- [Exercise directions] If a line includes "labstack", copy it out of the entries.

- [Given information]
•••••
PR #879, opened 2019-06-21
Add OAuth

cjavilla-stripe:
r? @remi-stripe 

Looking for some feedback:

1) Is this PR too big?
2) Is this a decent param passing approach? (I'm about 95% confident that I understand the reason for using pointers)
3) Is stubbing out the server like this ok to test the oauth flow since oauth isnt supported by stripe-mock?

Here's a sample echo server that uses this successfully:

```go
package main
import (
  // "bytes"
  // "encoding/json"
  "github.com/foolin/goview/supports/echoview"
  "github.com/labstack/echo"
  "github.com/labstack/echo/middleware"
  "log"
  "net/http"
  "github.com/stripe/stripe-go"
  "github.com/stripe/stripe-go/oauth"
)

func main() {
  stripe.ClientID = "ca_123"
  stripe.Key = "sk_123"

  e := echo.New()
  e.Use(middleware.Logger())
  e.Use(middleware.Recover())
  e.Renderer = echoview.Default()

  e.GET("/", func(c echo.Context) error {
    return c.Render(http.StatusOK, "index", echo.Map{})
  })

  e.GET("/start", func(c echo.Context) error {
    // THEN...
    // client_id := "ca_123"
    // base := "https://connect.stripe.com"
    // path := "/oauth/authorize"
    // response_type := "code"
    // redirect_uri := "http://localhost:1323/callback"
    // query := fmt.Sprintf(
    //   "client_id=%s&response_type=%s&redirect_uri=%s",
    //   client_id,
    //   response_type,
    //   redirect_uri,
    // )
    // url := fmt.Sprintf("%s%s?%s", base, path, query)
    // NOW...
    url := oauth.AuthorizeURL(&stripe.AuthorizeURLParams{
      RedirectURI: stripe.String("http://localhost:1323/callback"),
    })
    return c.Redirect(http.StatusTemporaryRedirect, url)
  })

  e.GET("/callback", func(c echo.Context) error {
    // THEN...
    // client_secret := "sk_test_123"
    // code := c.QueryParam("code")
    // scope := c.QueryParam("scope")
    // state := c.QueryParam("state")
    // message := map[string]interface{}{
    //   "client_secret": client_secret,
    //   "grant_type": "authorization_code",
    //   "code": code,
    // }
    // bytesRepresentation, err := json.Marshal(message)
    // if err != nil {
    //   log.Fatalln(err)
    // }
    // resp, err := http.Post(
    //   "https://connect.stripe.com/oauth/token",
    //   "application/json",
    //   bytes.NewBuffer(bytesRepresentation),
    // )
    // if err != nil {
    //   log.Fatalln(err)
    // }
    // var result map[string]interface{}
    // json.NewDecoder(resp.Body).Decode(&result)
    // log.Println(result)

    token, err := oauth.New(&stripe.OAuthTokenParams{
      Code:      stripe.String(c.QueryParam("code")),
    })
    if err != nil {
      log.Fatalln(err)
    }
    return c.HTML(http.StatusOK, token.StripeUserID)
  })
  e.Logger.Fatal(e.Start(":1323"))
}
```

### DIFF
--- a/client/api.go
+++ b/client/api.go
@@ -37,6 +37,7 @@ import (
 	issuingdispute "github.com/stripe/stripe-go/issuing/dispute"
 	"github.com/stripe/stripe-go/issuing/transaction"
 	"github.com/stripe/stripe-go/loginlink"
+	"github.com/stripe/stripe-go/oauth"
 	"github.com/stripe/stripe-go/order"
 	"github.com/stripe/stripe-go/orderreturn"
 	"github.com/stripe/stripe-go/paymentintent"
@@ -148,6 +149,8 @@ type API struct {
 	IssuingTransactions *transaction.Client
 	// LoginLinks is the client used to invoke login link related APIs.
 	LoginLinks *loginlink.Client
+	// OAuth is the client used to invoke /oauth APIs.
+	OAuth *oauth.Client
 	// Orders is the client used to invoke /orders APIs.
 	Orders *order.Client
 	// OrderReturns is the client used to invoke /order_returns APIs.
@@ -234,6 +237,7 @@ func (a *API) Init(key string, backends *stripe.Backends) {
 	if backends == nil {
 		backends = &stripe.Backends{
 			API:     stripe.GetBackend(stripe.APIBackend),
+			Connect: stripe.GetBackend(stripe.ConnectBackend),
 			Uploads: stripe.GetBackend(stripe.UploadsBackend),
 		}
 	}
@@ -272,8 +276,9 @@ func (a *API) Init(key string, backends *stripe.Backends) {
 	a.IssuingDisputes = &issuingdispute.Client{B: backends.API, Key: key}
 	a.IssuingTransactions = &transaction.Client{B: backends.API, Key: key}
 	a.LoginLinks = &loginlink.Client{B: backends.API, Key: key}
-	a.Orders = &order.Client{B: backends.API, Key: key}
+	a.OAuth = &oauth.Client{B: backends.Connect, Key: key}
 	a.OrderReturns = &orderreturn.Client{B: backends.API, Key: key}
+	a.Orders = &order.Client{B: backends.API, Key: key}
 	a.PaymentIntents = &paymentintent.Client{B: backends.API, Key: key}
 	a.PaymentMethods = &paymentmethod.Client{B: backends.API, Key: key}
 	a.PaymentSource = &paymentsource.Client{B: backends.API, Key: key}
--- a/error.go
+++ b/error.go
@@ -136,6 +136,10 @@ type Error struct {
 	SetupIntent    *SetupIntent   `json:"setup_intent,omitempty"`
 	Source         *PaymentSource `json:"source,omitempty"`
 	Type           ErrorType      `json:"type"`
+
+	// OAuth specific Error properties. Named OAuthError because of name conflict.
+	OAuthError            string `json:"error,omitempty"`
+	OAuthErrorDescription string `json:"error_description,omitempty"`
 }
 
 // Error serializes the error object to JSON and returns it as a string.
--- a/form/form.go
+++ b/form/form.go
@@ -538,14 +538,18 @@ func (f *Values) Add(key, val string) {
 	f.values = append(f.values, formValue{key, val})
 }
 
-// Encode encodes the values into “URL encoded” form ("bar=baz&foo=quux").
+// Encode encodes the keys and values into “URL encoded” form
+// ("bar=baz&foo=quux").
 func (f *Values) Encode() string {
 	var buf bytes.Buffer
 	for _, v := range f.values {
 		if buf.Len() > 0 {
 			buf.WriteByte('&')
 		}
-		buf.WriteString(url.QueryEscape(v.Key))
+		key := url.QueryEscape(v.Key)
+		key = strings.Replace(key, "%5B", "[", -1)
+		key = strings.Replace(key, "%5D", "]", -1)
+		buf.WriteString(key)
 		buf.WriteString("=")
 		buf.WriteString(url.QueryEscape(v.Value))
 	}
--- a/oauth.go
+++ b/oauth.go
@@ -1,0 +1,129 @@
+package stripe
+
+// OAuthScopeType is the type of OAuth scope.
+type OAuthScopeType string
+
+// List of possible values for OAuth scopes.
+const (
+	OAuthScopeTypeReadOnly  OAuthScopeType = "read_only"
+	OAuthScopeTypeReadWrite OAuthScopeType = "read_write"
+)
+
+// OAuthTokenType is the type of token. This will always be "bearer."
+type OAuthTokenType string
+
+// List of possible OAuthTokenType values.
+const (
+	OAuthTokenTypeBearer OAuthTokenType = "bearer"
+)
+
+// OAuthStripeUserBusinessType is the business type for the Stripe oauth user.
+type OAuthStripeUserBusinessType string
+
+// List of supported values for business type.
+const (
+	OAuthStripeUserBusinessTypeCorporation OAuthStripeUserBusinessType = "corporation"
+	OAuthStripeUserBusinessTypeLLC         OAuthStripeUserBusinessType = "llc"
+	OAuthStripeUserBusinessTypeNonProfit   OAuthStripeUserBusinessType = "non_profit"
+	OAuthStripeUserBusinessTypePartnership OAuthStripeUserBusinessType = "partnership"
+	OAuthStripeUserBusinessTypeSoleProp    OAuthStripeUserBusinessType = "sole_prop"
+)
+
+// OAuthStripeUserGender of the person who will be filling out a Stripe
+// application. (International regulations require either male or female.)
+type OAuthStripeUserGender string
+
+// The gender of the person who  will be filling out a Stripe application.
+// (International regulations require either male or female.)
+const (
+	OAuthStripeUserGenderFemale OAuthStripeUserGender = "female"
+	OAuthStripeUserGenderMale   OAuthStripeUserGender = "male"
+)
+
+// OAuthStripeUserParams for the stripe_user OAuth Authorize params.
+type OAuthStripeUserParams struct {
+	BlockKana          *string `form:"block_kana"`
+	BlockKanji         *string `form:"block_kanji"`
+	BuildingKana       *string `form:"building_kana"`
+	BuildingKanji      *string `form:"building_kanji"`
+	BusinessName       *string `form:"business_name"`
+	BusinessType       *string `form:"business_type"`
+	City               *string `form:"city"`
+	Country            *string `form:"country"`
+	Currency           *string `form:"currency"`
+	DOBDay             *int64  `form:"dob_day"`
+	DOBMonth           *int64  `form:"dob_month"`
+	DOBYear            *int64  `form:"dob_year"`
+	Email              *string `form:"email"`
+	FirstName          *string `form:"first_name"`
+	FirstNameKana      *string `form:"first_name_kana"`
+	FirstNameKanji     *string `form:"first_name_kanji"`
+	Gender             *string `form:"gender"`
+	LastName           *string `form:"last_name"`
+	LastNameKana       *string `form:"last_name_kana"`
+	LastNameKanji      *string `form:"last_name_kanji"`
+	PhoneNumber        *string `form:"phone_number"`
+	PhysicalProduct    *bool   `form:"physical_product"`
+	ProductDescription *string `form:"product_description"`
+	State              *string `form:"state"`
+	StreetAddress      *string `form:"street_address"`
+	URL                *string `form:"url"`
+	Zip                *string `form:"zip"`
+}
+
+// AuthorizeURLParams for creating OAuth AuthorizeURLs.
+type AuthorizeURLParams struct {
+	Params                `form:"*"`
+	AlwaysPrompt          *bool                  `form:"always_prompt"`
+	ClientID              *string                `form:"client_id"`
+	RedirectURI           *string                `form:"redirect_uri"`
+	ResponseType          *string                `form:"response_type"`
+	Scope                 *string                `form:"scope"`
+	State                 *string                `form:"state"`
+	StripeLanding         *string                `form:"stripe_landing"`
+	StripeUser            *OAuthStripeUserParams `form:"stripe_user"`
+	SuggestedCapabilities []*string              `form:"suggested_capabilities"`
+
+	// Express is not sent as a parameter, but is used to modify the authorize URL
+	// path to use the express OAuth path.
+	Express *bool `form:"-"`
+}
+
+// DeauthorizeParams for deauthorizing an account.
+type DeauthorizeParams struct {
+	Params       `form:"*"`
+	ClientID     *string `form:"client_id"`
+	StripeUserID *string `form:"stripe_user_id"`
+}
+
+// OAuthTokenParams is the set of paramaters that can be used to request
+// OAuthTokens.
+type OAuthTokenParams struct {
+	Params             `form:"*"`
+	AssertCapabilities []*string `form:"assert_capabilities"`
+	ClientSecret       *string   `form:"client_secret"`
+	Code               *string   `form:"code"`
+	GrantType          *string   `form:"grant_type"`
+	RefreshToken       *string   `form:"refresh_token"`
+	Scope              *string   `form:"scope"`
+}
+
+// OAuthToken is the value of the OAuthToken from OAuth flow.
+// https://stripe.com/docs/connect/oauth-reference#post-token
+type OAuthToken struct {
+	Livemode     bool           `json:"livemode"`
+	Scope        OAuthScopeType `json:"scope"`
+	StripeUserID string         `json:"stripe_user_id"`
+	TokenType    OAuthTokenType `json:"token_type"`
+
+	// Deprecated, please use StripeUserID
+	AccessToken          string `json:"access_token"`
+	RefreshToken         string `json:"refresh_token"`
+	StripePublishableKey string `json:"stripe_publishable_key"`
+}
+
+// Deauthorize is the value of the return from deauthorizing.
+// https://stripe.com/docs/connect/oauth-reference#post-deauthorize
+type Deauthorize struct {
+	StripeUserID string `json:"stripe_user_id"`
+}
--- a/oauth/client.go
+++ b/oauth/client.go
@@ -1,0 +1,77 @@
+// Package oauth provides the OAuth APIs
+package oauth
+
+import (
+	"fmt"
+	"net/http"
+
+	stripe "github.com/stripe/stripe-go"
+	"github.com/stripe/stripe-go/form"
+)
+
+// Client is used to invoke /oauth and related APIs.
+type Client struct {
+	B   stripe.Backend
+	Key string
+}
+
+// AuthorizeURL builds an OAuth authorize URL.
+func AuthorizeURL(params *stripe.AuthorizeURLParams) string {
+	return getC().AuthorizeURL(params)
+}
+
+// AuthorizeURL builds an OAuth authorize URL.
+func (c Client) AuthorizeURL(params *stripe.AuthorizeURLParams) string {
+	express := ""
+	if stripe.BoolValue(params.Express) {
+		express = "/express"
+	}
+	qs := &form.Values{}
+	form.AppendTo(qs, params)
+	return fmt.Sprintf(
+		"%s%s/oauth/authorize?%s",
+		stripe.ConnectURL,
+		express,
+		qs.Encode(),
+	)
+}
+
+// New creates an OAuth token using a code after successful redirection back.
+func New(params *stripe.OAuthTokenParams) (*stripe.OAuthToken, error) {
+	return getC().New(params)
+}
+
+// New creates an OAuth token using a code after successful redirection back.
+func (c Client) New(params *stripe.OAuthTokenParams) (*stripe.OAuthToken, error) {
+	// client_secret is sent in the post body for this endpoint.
•••••
- [Written solution]
  "github.com/labstack/echo"
  "github.com/labstack/echo/middleware"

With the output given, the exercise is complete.